* _TASK ITEM_
Retype, word for word, every line of the records below starting at the one that contains "astorije: That would be great, thanks :)" and ending at the one that contains "Feel free to"; include both of those lines and nothing more.

** Opening ENTRIES SUPPLIED block **

Issue #1825, opened 2017-12-11
Provide optional syncing of client settings.


creesch:
Issue made after discussing it on irc. The idea is to implement client settings sync based on the following principles. 

1. Settings sync is an *optional* setting per client. Explicitly done like this to prevent people loosing their current settings. 
2. All settings will be synced. More fine grained settings sync will be for a follow up. The idea is to start simple and based on the fact that there currently is no sync so this is already an improvement. Previous attempts stranded on trying to go for fine grained from the get go. 

The work flow for this implementation will be roughly something like this. For clients that have settings sync enabled: 

- On client load settings are picked up from the server and applied. (this requires reading the current client settings to see if this is the case.)
- When a setting is changed in a client the settings object will be saved to the server. 
- The server pushes the changed settings to other sync enabled clients that are currently active. To keep things simple settings will not be applied on the fly but the user will be presented with a message giving them the option to reload the client or disable syncing for that client. Something roughly like this 
![image](https://user-images.githubusercontent.com/2502190/33842794-dbe5180e-de9b-11e7-9dd4-980f9209e97a.png)

creesch:
Previous attempt https://github.com/thelounge/lounge/compare/settings

xPaw:
Important to note specific settings like "custom highlights" would have to be always synced to provide correct support for push notifications. Right now these custom highlights are done entirely on the client and not the server.

astorije:
Hey @creesch, thanks for taking that up!

I think however this should be handled in a different way: at least for now, there should be no UI change introduced by this whatsoever.
In general, I don't think the user should be prompted for settings sync. Heck, I'm trying to think really hard on all the apps I use on multiple devices that have settings, and of the dozen-or-so I daily use, I have never seen something like this.

So anyway, this is how I think we should handle this:

- Some settings like the custom highlights, should be always synced. Like @xPaw said, we currently do that on the client, and it's hurting: push notifications do not have a way of knowing what they are.
  There are other things we currently do not handle correctly because of lack of sync, such as the auto-away message: it is currently stored in the user's JSON configuration file. Not user-friendly at all :D This is also probably true for the `commands` array we store in user config

[...]

PR #1851, opened 2017-12-17
Optional syncing of client settings. 

creesch:
This provides syncing as detailed in #1825. Some demonstrations

- [General behavior of syncing and unchecking the box.](http://creesch.com/dump/vid/vid_5a3432fc0f6dc.mp4)
- [Enabling sync for the very first time](https://www.creesch.com/dump/vid/vid_5a3692e0339c4.mp4)

## Note on always syncing some settings. 

This PR includes the ability to make some settings mandatory to sync regardless of syncing in general being on or not. This works fine, however I didn't include any settings as migration is a consideration. The ability was requested in relation to custom highlights, not working for people with push enabled.  So when people have no push enabled then it isn't broken to them.  Meaning that it is likely that some people have explicitly set it differently in different clients, which means that a migration strategy is needed. 

Because the goal of this PR is to implement syncing in general first I decided to not turn mandatory sync yet. I left the ability in as the goal of this PR is to have a basis to work on from here on out. 

## options.js refactoring 
In addition this PR also reworks `client/js/options.js` to be more reliable, easier to understand and generally more robust. Functionality that was all randomly called on has been divided in separate functions: 

- Initialization 
- Processing 
- Saving 
- Applying 

Meaning that settings are now actually only saved and applied when things actually change. Before it could easily happen that when nothing was actually changed in settings there still would be multiple write actions and attempts at applying settings to the client where it was not needed. 

It also changes the `module.exports` object to separate user settings from other information and functions, potentially preventing outside modules from accidentally overwriting settings. 

Making options.js robust enough to be able to handle synced settings was the biggest part of the work that needed to be done.

### DIFF
--- a/client/js/options.js
+++ b/client/js/options.js
@@ -2,15 +2,28 @@
 
 const $ = require("jquery");
 const escapeRegExp = require("lodash/escapeRegExp");
-const userStyles = $("#user-specified-css");
 const storage = require("./localStorage");
 const tz = require("./libs/handlebars/tz");
+const socket = require("./socket");
 
-const windows = $("#windows");
-const chat = $("#chat");
+const $windows = $("#windows");
+const $chat = $("#chat");
+const $settings = $("#settings");
+const $theme = $("#theme");
+const $userStyles = $("#user-specified-css");
 
-// Default options
-const options = {
+const noCSSparamReg = /[?&]nocss/;
+
+// Not yet available at this point but used in various functionaly.
+// Will be assigned when `initialize` is called.
+let $syncWarningOverride;
+let $syncWarningBase;
+let $warningUnsupported;
+let $warningBlocked;
+
+// Default settings
+const settings = {
+	syncSettings: false,
 	autocomplete: true,
 	nickPostfix: "",
 	coloredNicks: true,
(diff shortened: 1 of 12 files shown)


client/js/socket-events/init.js
```diff
@@ -4,12 +4,18 @@ const $ = require("jquery");
...
 const storage = require("../localStorage");
 const utils = require("../utils");
 
 socket.on("init", function(data) {
+	if (options.initialized) {
+		return;
+	}
+	options.initialize(data.clientSettings ? data.clientSettings : "");
+	webpush.initialize();
 	$("#loading-page-message, #connection-error").text("Rendering…");
```
xPaw: Put rendering above initializes.

client/js/socket-events/init.js
```diff
@@ -4,12 +4,18 @@ const $ = require("jquery");
...
 const socket = require("../socket");
 const render = require("../render");
+const options = require("../options");
 const webpush = require("../webpush");
 const sidebar = $("#sidebar");
 const storage = require("../localStorage");
 const utils = require("../utils");
 
 socket.on("init", function(data) {
+	if (options.initialized) {
```
xPaw: I'm quite certain doing this breaks reconnections.

src/server.js
```diff
@@ -388,6 +388,42 @@ function initializeClient(socket, client, token, lastMessage) {
 
 	socket.on("sessions:get", sendSessionList);
 
+	socket.on("setting:set", (newSetting) => {
+		// Older user configs will not have the clientSettings property.
+		if (!client.config.hasOwnProperty("clientSettings")) {
+			client.config.clientSettings = {};
+		}
+		// We do not need to do write operations and emit events if nothing changed.
+		if (!client.config.clientSettings.hasOwnProperty(newSetting.name) || client.config.clientSettings[newSetting.name] !== newSetting.value) {
```
xPaw: `hasOwnProperty` is unnecessary here.

src/server.js
```diff
@@ -388,6 +388,42 @@ function initializeClient(socket, client, token, lastMessage) {
...
+			});
+		}
+	});
+
+	socket.on("settings:get", () => {
+		if (!client.config.hasOwnProperty("clientSettings")) {
+			socket.emit("setting:empty");
+		} else {
+			const clientSettings = client.config.clientSettings;
+			for (const setting in clientSettings) {
```
xPaw: Seems very wasteful to emit separate packets for each setting. You're better off doing one emit and handling the loop on the client.

client/js/socket-events/init.js
creesch: This is already done in a very similar way currently, are you sure about that?

xPaw: Your change blocks future `init` calls, which happen after reconnecting. On master it blocks `configuration` which is fine.

src/server.js
creesch: Fair enough, I'll rework that.

src/server.js
```diff
@@ -388,6 +388,42 @@ function initializeClient(socket, client, token, lastMessage) {
...
+			client.emit("setting:new", {
+				name: newSetting.name,
+				value: newSetting.value,
+			});
+		}
+	});
+
+	socket.on("settings:get", () => {
+		if (!client.config.hasOwnProperty("clientSettings")) {
+			socket.emit("setting:empty");
```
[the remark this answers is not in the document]
creesch: Yup, though I'd think it is better to still make it two events 

  - `setting:new` which is already a thing for when individual settings are saved and synced and we know the setting is new.. 
  - `settings:all` for the entire package where the client can figure out looping etc if needed. 

Makes things more explicit and also reduces the amount of looping that needs to be done in general for figuring out what needs to be changed.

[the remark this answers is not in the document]
xPaw: If both of these events will handle settings in the same way (except for the loop), then I don't see a reason to do separate events.

src/server.js
```diff
@@ -388,6 +388,34 @@ function initializeClient(socket, client, token, lastMessage) {
...
+			client.emit("setting:new", {
+				name: newSetting.name,
+				value: newSetting.value,
+			});
+		}
+	});
+
+	socket.on("settings:get", () => {
+		if (!client.config.hasOwnProperty("clientSettings")) {
+			socket.emit("setting:all", {});
```
xPaw: You forgot a return.

creesch: Actually forgot the else, but return works as well. Fixing that now.

client/views/windows/settings.tpl
```diff
@@ -5,6 +5,23 @@
...
+			<h2>
+				Settings synchronisation
+			</h2>
+			<p class="opt">
+				<input type="checkbox" name="syncSettings">
+				Synchronize settings with other clients. <br>
+				<strong>Warning</strong> Checking this box will override current client settings.
+			<p>
+			<p id="master-sync" class="opt">
+				No settings synced yet, sync settings from this client as base set?
```
YaManicKill: I'm not convinced on the value of this?

Under what circumstances would someone want to sync when there are no server settings and *not* set these as the ones currently synced.

client/js/socket-events/configuration.js
```diff
@@ -7,10 +7,9 @@ const options = require("../options");
 const webpush = require("../webpush");
 
 socket.on("configuration", function(data) {
-	if (!options.initialize) {
+	if (options.initialized) {
```
YaManicKill: Hmmm, why this change?

client/js/options.js
```diff
@@ -22,156 +35,263 @@ const options = {
...
-	userStyles: userStyles.text(),
+	userStyles: "",
 };
-let userOptions = JSON.parse(storage.get("settings")) || {};
 
-for (const key in options) {
-	if (userOptions[key] !== undefined) {
-		options[key] = userOptions[key];
+const noSync = ["syncSettings"];
+// Reserved for things like "highlights".
```
YaManicKill: Nitpick: it's not clear which this is referring to. I initially thought it was noSync it was talking about.

client/js/socket-events/configuration.js
creesch: Before it wasn't a boolean and checked something else.

client/views/windows/settings.tpl
creesch: The first time someone does enable syncing there is nothing on the server yet. We could automatically sync the settings of that client but they might not have intended that. [See also this video](https://www.creesch.com/dump/vid/vid_5a3692e0339c4.mp4) for how it functions. 
This will basically give them the opportunity to go "Oh crap, I didn't want to sync this client but my other one". 

Basically done from the same reasoning as how I approached the advanced settings classification the other day :)

client/js/options.js
creesch: The comment you mean?

client/js/socket-events/configuration.js
creesch: To be a bit more clear, before it set `module.exports.initialize` to `null` which works (but a bit overkill) but also resulted in the negative check for initialize which is slightly confusing as it is more of a `true` situation as options are in fact initialized. 

tl;dr readability of code mostly.

client/views/windows/settings.tpl
YaManicKill: I don't think you've convinced me of this one. I think it's a bit of a weird thing, but ... I'll let others say what they think. The rest I really like, I'm just not convinced about this 1 button press for when there are no synced settings and never again.

client/js/socket-events/configuration.js
YaManicKill: Aha, I see

client/js/options.js
YaManicKill: Yeah

client/views/windows/settings.tpl
creesch: As per the discussion on irc I'll remove the manual step and will instead display something like 

>  "No settings have been synced before. Enabling this will make the settings of this client the base settings."

client/js/options.js
```diff
@@ -22,156 +36,269 @@ const options = {
 	notifyAllMessages: false,
 	showSeconds: false,
 	statusMessages: "condensed",
-	theme: $("#theme").attr("href").replace(/^themes\/(.*).css$/, "$1"), // Extracts default theme name, set on the server configuration
+	theme: $theme.attr("href").replace(/^themes\/(.*).css$/, "$1"), // Extracts default theme name, set on the server configuration
```
xPaw: Can you change all `.attr` to `.prop` please, this was done on master.

creesch: Yeah sure. 

Out of curiosity, why has it been changed?

xPaw: https://github.com/thelounge/lounge/pull/2015#discussion_r164976035

creesch: Changed it. Also rebased and squashed it.

McInkay:
I think this PR should be merged (if we want this) reasonably soon. There are a lot of extra pieces of functionality I want to implement that will change code here, and the improvements to `options.js` will be necessary for them.

As a side-note, this can easily be added as an advanced feature if #1860 is merged. It can be done in either PR depending on which is done before, but neither will conflict much with the other, as that one is almost entirely in html (almost).

creesch:
Yup, this is probably one in the advanced section.

src/server.js
```diff
@@ -432,6 +432,35 @@ function initializeClient(socket, client, token, lastMessage) {
 
 	socket.on("sessions:get", sendSessionList);
 
+	socket.on("setting:set", (newSetting) => {
```
xPaw: Don't bind these setting events in public mode.

creesch:
@xPaw made the changes to public mode, not sure why Travis is failing on node9. Seems like a timeout and not an actually failed test.

client/js/options.js
```diff
@@ -2,15 +2,29 @@
...
+const $userStyles = $("#user-specified-css");
 
-// Default options
-const options = {
+const noCSSparamReg = /[?&]nocss/;
+
+// Not yet available at this point but used in various functionaly.
+// Will be assigned when `initialize` is called.
+let $syncWarningOverride;
+let $syncWarningBase;
```
MaxLeiter: I don’t think we prefix element objects anywhere else with $

creesch: It is a good habit to do it with jqueury objects, makes it easier to read code.

client/views/windows/settings.tpl
```diff
@@ -5,6 +5,19 @@
 	<h1 class="title">Settings</h1>
 
 	<div class="row">
+		{{#unless public}}
+		<div class="col-sm-12">
+			<h2>
+				Settings synchronisation
+			</h2>
+			<p class="opt">
+				<input type="checkbox" name="syncSettings">
```
xPaw: Make this a correct `<label>` so the text is also clickable. (look at other checkboxes)

Don't include warnings as part of the label though.

creesch: I explicitly didn't do that as that creates a bunch of issues with settings styling and how things are aligned and you really don't want the text to be part of the label as you don't want to accidentally activate this. 

Also just having the input element in a label doesn't make much sense to me?

creesch: Done

client/views/windows/settings.tpl
```diff
@@ -5,6 +5,19 @@
...
+		<div class="col-sm-12">
+			<h2>
+				Settings synchronisation
+			</h2>
+			<label class="opt">
+				<input type="checkbox" name="syncSettings">
+				Synchronize settings with other clients.
+			</label>
+			<span class="sync-warning-override"><strong>Warning</strong> Checking this box will override the settings of this client with those stored on the server.</span>
+			<span class="sync-warning-base"><strong>Warning</strong> No settings have been synced before. Enabling this will sync all settings of this client as the base for other clients.</span>
```
astorije: Could use `p` elements instead of `span`s? That will fix the extra font size there is right now.

src/server.js
```diff
@@ -441,6 +441,44 @@ function initializeClient(socket, client, token, lastMessage) {
...
+					value: newSetting.value,
+				});
+
+				client.manager.updateUser(client.name, {
+					clientSettings: client.config.clientSettings,
+				});
+			}
+		});
+
+		socket.on("settings:get", () => {
```
astorije: In terms of socket events, there are both `setting` (including `setting:all`) and `settings` like this guy. Do we want to use `settings` everywhere instead?

client/views/windows/settings.tpl
creesch: I actually liked the warning being slightly bigger, but yeah it can also be changed if you prefer so.

astorije: That would be great, thanks :)

astorije:
Hey @creesch, I quickly looked at the code and tested, and didn't notice any bugs. For the full, detailed review, I'll defer to @xPaw and @McInkay, who have been very involved in this so far, so I think I would not bring anything else useful to the table.
Feel free to ping me if you need a hand with, like, final UI or something like this, but I don't think this will massively change.

src/server.js
creesch: Yeah that makes sense, initially I had the singular and plural because one was going to pass multiple settings and the other not. That changed along the way so it makes sense to have consistent naming there.

creesch:
@astorije made those changes. 

At the request of @xPaw also added an extra warning note that looks like this

image

As a bonus, that can in the future also be used for other things.

astorije:
Hey @creesch, we have free sticker packs for our contributors now!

** Closing ENTRIES SUPPLIED block **

* _SOLUTION BELOW_
astorije: That would be great, thanks :)

astorije:
Hey @creesch, I quickly looked at the code and tested, and didn't notice any bugs. For the full, detailed review, I'll defer to @xPaw and @McInkay, who have been very involved in this so far, so I think I would not bring anything else useful to the table.
Feel free to ping me if you need a hand with, like, final UI or something like this, but I don't think this will massively change.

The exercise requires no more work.